**TASK REQUIREMENTS:** Among the records below, find the lines with the word "that" and copy them.

**PROVIDED RECORDS:**
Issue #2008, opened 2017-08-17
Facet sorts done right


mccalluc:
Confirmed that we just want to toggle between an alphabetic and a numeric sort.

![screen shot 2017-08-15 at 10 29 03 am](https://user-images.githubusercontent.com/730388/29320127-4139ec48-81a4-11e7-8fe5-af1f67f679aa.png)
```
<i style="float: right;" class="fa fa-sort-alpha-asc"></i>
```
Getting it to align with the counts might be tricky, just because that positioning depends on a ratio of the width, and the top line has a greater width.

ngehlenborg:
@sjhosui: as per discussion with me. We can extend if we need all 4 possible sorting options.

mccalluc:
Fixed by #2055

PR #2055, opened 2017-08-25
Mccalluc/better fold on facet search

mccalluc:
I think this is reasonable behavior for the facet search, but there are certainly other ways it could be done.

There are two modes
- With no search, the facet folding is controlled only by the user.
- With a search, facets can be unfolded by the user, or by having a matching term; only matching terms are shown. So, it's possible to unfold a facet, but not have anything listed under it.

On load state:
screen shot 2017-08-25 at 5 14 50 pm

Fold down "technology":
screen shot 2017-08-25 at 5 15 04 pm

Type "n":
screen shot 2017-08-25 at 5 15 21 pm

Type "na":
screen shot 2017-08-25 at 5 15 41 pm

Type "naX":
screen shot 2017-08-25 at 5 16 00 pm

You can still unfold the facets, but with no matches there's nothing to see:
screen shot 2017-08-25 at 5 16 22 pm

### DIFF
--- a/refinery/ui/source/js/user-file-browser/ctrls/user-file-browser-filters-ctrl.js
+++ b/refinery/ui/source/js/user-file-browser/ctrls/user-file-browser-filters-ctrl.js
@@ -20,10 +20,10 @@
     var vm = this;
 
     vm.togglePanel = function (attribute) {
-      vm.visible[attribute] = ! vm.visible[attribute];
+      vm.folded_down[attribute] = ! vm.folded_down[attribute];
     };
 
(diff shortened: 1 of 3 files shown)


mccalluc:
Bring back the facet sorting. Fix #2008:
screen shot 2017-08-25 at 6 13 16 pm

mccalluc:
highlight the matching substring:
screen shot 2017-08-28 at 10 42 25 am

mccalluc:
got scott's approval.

**RESULT OF THIS EXERCISE:**
Confirmed that we just want to toggle between an alphabetic and a numeric sort.
Getting it to align with the counts might be tricky, just because that positioning depends on a ratio of the width, and the top line has a greater width.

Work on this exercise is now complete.